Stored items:

PR #13099, opened 2026-05-06
runsc/boot: add per-mount directfs opt-out

### LINKED ISSUE #13098: Allow directfs to be disabled for individual gofer mounts
### Description

`--directfs` is currently a sandbox-wide setting. When it is enabled, runsc adds the `directfs` mount option to every gofer-backed mount, and the sentry expects the gofer’s `Mount` RPC to return a host file descriptor for each mount root.

That works for the stock gofer, but it makes directfs hard to use with custom gofer backends that serve virtual or network-backed filesystems. Those backends may not have a real host directory to donate for a particular mount, even though the rest of the sandbox could safely use directfs. Today, the practical workaround is to disable `--directfs` globally, which also disables it for rootfs and ordinary bind mounts that would otherwise benefit from it.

## Exercise goal
Search the data for "host". Copy every matching line.

## Answer for the task
`--directfs` is currently a sandbox-wide setting. When it is enabled, runsc adds the `directfs` mount option to every gofer-backed mount, and the sentry expects the gofer’s `Mount` RPC to return a host file descriptor for each mount root.
That works for the stock gofer, but it makes directfs hard to use with custom gofer backends that serve virtual or network-backed filesystems. Those backends may not have a real host directory to donate for a particular mount, even though the rest of the sandbox could safely use directfs. Today, the practical workaround is to disable `--directfs` globally, which also disables it for rootfs and ordinary bind mounts that would otherwise benefit from it.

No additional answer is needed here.